I’ve found that some students have a hard time visualizing the third movement that results, so we’ll shift metaphors a bit. Imagine the Ring-Cosmos as a flat horizontal disk of metal. Imagine the Ring-Chaos as a ring of metal larger than the disk, positioned vertically so that the disk fits inside it, and the two touch at two points, where the ring passes just outside the disk. Imagine that the ring and the disk are connected at those two points by a pair of pins on which the disk can pivot. Now imagine the disk pivoting on those pins, one side rising up, the other dipping down, until the disk is in the same vertical plane as the ring—but the disk keeps pivoting, so that the side that rose is now dipping and that which dipped begins to rise. The disk moves faster and faster, and as it moves, its outer edge traces a sphere.

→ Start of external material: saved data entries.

PR #5169, opened 2021-11-10
Add SymbolicDistribution and Censored distributions

ricardoV94:
With https://github.com/aesara-devs/aeppl/pull/22 we can now compute the logprob of censored Distributions.

This PR adds those to PyMC:

```python
import pymc as pm

with pm.Model(rng_seeder=2021) as m:
    x = pm.Normal.dist()
    y = pm.Censored('y', x, -.1, .1)

print([float(y.eval()) for _ in range(5)])
# [0.1, 0.01990278315435156, 0.1, -0.1, -0.1]

y_val = m.rvs_to_values[y]
for y_test_val in [-.2, -.1, -.09, 0, 0.09, .1, .2]:
    print(y_test_val, m.logp({y_val: y_test_val}))
# -0.2 -inf
# -0.1 -0.7761545942065803
# -0.09 -0.9229885332046727
# 0 -0.9189385332046727
# 0.09 -0.9229885332046727
# 0.1 -0.7761545942065803
# 0.2 -inf
```

A large chunk of this PR concerns how to accommodate aeppl derived distributions with PyMC API seamlessly. To do this I started by duplicating `pymc.Distribution` into `pymc.DerivedDistribution` and changing things as necessary. Hopefully we will be able to use the same class in the end or at least refactor large chunks that are shared... 

This may not be the best way... Suggestions are welcome

What works:
- [x] Defining size/shape and observed
- [x] Evaluating model logp
- [x] Prior predictive sampling
- [x] Sampling
- [x] Posterior predictive sampling

TODO:
- [x] Transforms
- [x] Dims
- [ ] String representation
- [x] Integration with `shape_utils.maybe_resize`
- [x] fix log_likelihood in InferenceDataConverter
- [x] get_moment
- [x] tests
- [x] DOCSTRINGS
- [x] Open issue in pymc-examples to update examples involving censoring

### DIFF
--- a/pymc/distributions/censored.py
+++ b/pymc/distributions/censored.py
@@ -1,0 +1,146 @@
+#   Copyright 2020 The PyMC Developers
+#
+#   Licensed under the Apache License, Version 2.0 (the "License");
+#   you may not use this file except in compliance with the License.
+#   You may obtain a copy of the License at
+#
+#       http://www.apache.org/licenses/LICENSE-2.0
+#
+#   Unless required by applicable law or agreed to in writing, software
+#   distributed under the License is distributed on an "AS IS" BASIS,
+#   WITHOUT WARRANTIES OR CONDITIONS OF ANY KIND, either express or implied.
+#   See the License for the specific language governing permissions and
+#   limitations under the License.
+import aesara.tensor as at
+import numpy as np
+
+from aesara.scalar import Clip
+from aesara.tensor import TensorVariable
+from aesara.tensor.random.op import RandomVariable
+
+from pymc.distributions.distribution import SymbolicDistribution, _get_moment
+from pymc.util import check_dist_not_registered
+
+
+class Censored(SymbolicDistribution):
+    r"""
+    Censored distribution
+
+    The pdf of a censored distribution is
+
+    .. math::
+
+        \begin{cases}
+            0 & \text{for } x < lower, \\
+            \text{CDF}(lower, dist) & \text{for } x = lower, \\
+            \text{PDF}(x, dist) & \text{for } lower < x < upper, \\
+            1-\text{CDF}(upper, dist) & \text {for} x = upper, \\
+            0 & \text{for } x > upper,
+        \end{cases}
+
+
+    Parameters
+    ----------
+    dist: PyMC unnamed distribution
+        PyMC distribution created via the `.dist()` API, which will be censored. This
+        distribution must be univariate and have a logcdf method implemented.
+    lower: float or None
+        Lower (left) censoring point. If `None` the distribution will not be left censored
+    upper: float or None
+        Upper (right) censoring point. If `None`, the distribution will not be right censored.
+
+
+    Examples
+    --------
+    .. code-block:: python
+
+        with pm.Model():
+            normal_dist = pm.Normal.dist(mu=0.0, sigma=1.0)
+            censored_normal = pm.Censored("censored_normal", normal_dist, lower=-1, upper=1)
+    """
+
+    @classmethod
+    def dist(cls, dist, lower, upper, **kwargs):
+        if not isinstance(dist, TensorVariable) or not isinstance(dist.owner.op, RandomVariable):
+            raise ValueError(
+                f"Censoring dist must be a distribution created via the `.dist()` API, got {type(dist)}"
+            )
+        if dist.owner.op.ndim_supp > 0:
+            raise NotImplementedError(
+                "Censoring of multivariate distributions has not been implemented yet"
+            )
+        check_dist_not_registered(dist)
+        return super().dist([dist, lower, upper], **kwargs)
+
+    @classmethod
+    def rv_op(cls, dist, lower=None, upper=None, size=None, rngs=None):
+        if lower is None:
+            lower = at.constant(-np.inf)
+        if upper is None:
+            upper = at.constant(np.inf)
+
+        # Censoring is achieved by clipping the base distribution between lower and upper
+        rv_out = at.clip(dist, lower, upper)
+
+        # Reference nodes to facilitate identification in other classmethods, without
+        # worring about possible dimshuffles
+        rv_out.tag.dist = dist
+        rv_out.tag.lower = lower
+        rv_out.tag.upper = upper
+
+        if size is not None:
+            rv_out = cls.change_size(rv_out, size)
+        if rngs is not None:
+            rv_out = cls.change_rngs(rv_out, rngs)
+
+        return rv_out
+
+    @classmethod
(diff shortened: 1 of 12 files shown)


pymc/distributions/censored.py
```diff
@@ -0,0 +1,99 @@
...
+        # lower / upper may have broadcasted the distribution, in which case we get a Dimshuffle Op
+        if isinstance(dist.owner.op, DimShuffle):
+            dist_node = dist_node.inputs[0].owner
+        olg_rng, size, dtype, *dist_params = dist_node.inputs
+        new_dist = dist_node.op.make_node(new_rng, size, dtype, *dist_params).default_output()
+        return cls.rv_op(new_dist, lower, upper)
+
+    @classmethod
+    def graph_rvs(cls, dist, *bounds):
+        return (dist,)
```
ricardoV94: Check for DimShuffle here

pymc/distributions/distribution.py
```diff
@@ -354,11 +355,241 @@ def dist(
...
+        dims: Optional[Dims] = None,
+        initval=None,
+        observed=None,
+        total_size=None,
+        transform=UNSET,
+        **kwargs,
+    ) -> TensorVariable:
+        """Adds a TensorVariable corresponding to a PyMC derived distribution to the current model.
+
+        Note that all remaining kwargs must be compatible with ``.dist()``
```
brandonwillard: A description/definition of a "derived distribution" might be necessary here.

brandonwillard (dismissed):

twiecki:
@ricardoV94 This is becoming a blocker for time series, how much is left to do here?

ricardoV94:
I am getting back to this one this week!

ricardoV94:
In the meantime, suggestions for the base class name? `DerivedDistribution` was my first suggestion because `Aeppl` derives the logprob terms for these graphs, but there is not much "derivation" going on in PyMC. These are just symbolic graphs that somewhere have a RandomVariable as a node / input. Other ideas:
1. `CompositeDistribution`
2. `SymbolicDistribution`
3. ... ?

twiecki:
`CustomDistribution`? Otherwise I like `SymbolicDistribution`.

brandonwillard:
What purpose are these `*Distribution` classes serving?  Remember, the original `Distribution` class in v4 was just an all static method-based stub/placeholder for (temporary) backwards compatibility.

ricardoV94:
They serve the same goal the "standard" Distribution class is doing right now: basically manage all non distribution kwargs: shape/dims, transformed, observed; and behind the scenes magic things like value variables and rngs

brandonwillard:
> They serve the same goal the "standard" Distribution class is doing right now: basically manage all non distribution kwargs: shape/dims, transformed, observed; and behind the scenes magic things like value variables and rngs

The base `Distribution` class was only ever supposed to make the hand-off to the `Model` class, which would then handle all the generic tasks (e.g. value variables, RNGs, shape/dims, etc.), and the rest was just for backward compatibility (e.g. the now completely unnecessary `Disribution.dist` interface).  Notice how instances of these classes are never made, and that only static/class/type-level functions are used.

By extending `Distribution` and adding more logic to those classes, it could become considerably more difficult to unwind those temporary backward compatibility-only choices, and they'll eventually become a permanent and confusing part of v4's design.

This isn't the time or place to start addressing all that, but these are the kinds of design considerations that need to go alongside changes/additions to the relevant areas of code (i.e. `Distribution`-related code).

ricardoV94:
> By extending Distribution and adding more logic to those classes, it could become considerably more difficult to unwind those temporary backward compatibility-only choices, and they'll eventually become a permanent and confusing part of v4's design.

Yeah, we need ideas of how to get rid of the base distribution if that's desirable, but that is not the goal of this PR.

I created a bit of a replica of that base class (and did not modify or extended it) so hopefully whatever works for standard distributions will also work for these ones and won't be made more difficult because of the changes introduced in this PR.

pymc/distributions/distribution.py
```diff
@@ -354,11 +355,266 @@ def dist(
...
+            Performs input validation and converts optional alternative parametrizations
+            to a canonical parametrization. It should call `super().dist()` and pass
+            a list with the default parameters as the first and only non keyword argument,
+            followed by other keyword arguments like size and rngs.
+        cls.rv_op
+            Returns a TensorVariable that represents the symbolic distribution
+            parametrized by a default set of parameters and a size and rngs arguments
+        cls.ndim_supp
+            Returns the support of the symbolic distribution, given the default
+            parameters.This may not always be constant, for instance if the symbolic
```
twiecki:
```suggestion
            parameters. This may not always be constant, for instance if the symbolic
```

pymc/distributions/distribution.py
```diff
@@ -354,11 +355,266 @@ def dist(
...
+            See ``Model.register_rv``.
+        **kwargs
+            Keyword arguments that will be forwarded to ``.dist()``.
+            Most prominently: ``shape`` and ``size``
+
+        Returns
+        -------
+        var : TensorVariable
+            The created variable, registered in the Model.
+        """
```
twiecki, line 434: Doc string is super clear, a short example would really drive the point home.

twiecki: Alternatively can point to `Censored`.

ricardoV94: Added a reference to Censored

twiecki (approved):

ricardoV94:
@brandonwillard do you have other pointers for this PR? It is currently blocked by your old requested changes concerning docstrings

brandonwillard (commented):
> @brandonwillard do you have other pointers for this PR? It is currently blocked by your old requested changes concerning docstrings

Sorry, I dismissed the old review; otherwise, I don't have any more input for this PR right now.

ghost:
Thanks @ricardoV94! Can't wait to try these out.

pymc/distributions/distribution.py
```diff
@@ -354,11 +355,268 @@ def dist(
         return rv_out
 
 
+class SymbolicDistribution:
```
twiecki, line 358: Will those show up in the docs?

twiecki: We also didn't mention it in the release notes.

ricardoV94: They show in the docs (you can check the RTD job in this PR). I didn't see the SymbolicDist as being user facing, that's why it's not mentioned in the release notes.

twiecki: I agree, but it's such an important new addition that I think it deserves some more attention.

That sphere is the Ring-Pass-Not, the third of the Rings that define a Cosmos. The Ring-Cosmos is primary; the Ring-Chaos takes shape in response to it, as a function of the resistance of space; the Ring-Pass-Not takes shape out of the interaction between the other two rings, as a function of their mutual attraction and repulsion. Spend some time imagining the whole process as clearly as you can, all the way from the first movement of space to the formation of the Ring-Pass-Not. Then imagine it again, and think through each part of the text that describes the process, until you have some sense of how it all works.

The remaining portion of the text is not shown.